**Given information**
PR #852, opened 2023-09-21
Bundle preferences with apps/libraries

sloede:
This PR attempts to address those parts of #840 that were not covered by #848. It adds a new function `bundle_preferences` that will create a `LocalPreferences.toml` file with all preferences that can be seen by the package or project for which an app/library is compiled. The preferences will will be included in the app/library bundle under `PREFIX/share/julia` (which is the default `LOAD_PATH`), such that they get picked up automatically.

**Exercise brief**
Reproduce the whole listing so that each line matches the original exactly.

**Your solution**
PR #852, opened 2023-09-21
Bundle preferences with apps/libraries

sloede:
This PR attempts to address those parts of #840 that were not covered by #848. It adds a new function `bundle_preferences` that will create a `LocalPreferences.toml` file with all preferences that can be seen by the package or project for which an app/library is compiled. The preferences will will be included in the app/library bundle under `PREFIX/share/julia` (which is the default `LOAD_PATH`), such that they get picked up automatically.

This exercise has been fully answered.